Hence the probability that the intersection is non-empty is the probability that $$\|PRu\|\ge t$$. However since $$Ru$$ is uniformly distributed on the unit sphere, this is the probability that $$\|Px\|\ge t$$ where $$x$$ is uniformly distributed on the unit sphere.

Since a vector with independent normal entries is isotropic, this is equal to the probability that $$\|PX\|\ge t\|X\|$$ where $$X$$ is a standard normal random variable, that is $$\mathbb P(X_1^2+\ldots+X_k^2\ge t^2(X_1^2+\ldots+X_n^2))$$. Finally, this can be rearranged as an inequality involving two $$\chi^2$$ distributions: $$\mathbb P(X_1^2+\ldots+X_k^2\ge \frac{t^2}{1-t^2}(X_{k+1}^2+\ldots+X_n^2))$$.
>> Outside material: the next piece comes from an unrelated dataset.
PR #716, opened 2020-03-06
Not creating unnecessary sorted maps, #685

### LINKED ISSUE #685: Sorting maps adding a 10-20% performance overhead on ingest
See comments from @kosiakk on https://github.com/juxt/crux/commit/f768fd4573881b89a21c10b78b46520ba08a536a.

Background: sorting maps was introduced so that maps consistently hash to the same value regardless of the key ordering within the map implementation. It needs to be consistent for anything that uses indices rather than documents - e.g. using maps as keys/values, but also CaS (which compares document hashes in the bitemp indices)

This expands comments by AnthonyQuas. Start with the observation from Anthony Quas that the event of interest is $$\|Au\|>t$$ for an orthogonal projection matrix $$A$$ whose image is distributed according to the Grassmanian. For instance one can realize $$A$$ as $$X(X^TX)^{-1}X^T$$ where $$X\in R^{n\times k}$$ has iid $$N(0,1)$$ entries. Now $$RX=^dX$$ (equality in distribution) for any rotation matrix $$R\in O(n)$$ independent of $$X$$, and $$RAR^T=^d A$$. Taking $$R$$ distributed according to the Haar measure, $$P(\|Au\|>t) = P(\|RAR^Tu\|>t) = P(\|Av\|>t)$$ where $$v\sim$$ is uniformly distributed on the unit sphere and independent of $$A$$. Finally, realize $$v$$ as $$v=g/\|g\|$$ for standard normal vector $$g$$. Then the event of interest is $$\|Ag\|^2 > t^2 \|g\|^2 = t^2 (\|Ag\|^2 + \|(I-A)g\|^2)$$ and the question reduces to $$P((1-t^2)\| Ag\|^2 - t^2\|(I-A)g\|^2>0)$$. The Hanson-Wright inequality applied to the quadratic form $$(1-t^2)\| Ag\|^2 - t^2\|(I-A)g\|^2$$ written as $$g^TMg$$ for $$M=(1-t^2)A-t^2(I-A)$$ gives $$P\Big( |(1-t^2)\| Ag\|^2 - t^2\|(I-A)g\|^2 - trace[M]| >2\sqrt{x}\|M\|_F +2 x \|M\|_{op} \Big) > 2e^{-x^2/2}$$ for any $$x>0$$. Then $$trace[M]=k(1-t)^2 - (n-k)t^2$$ and the right-hand side inside the probability sign is the sum of two terms $$2 \sqrt{x[k(1-t^2)^2 + (n-k)t^4} + 2 x \max(1-t^2, t^2)$$ and the first term will typically dominate.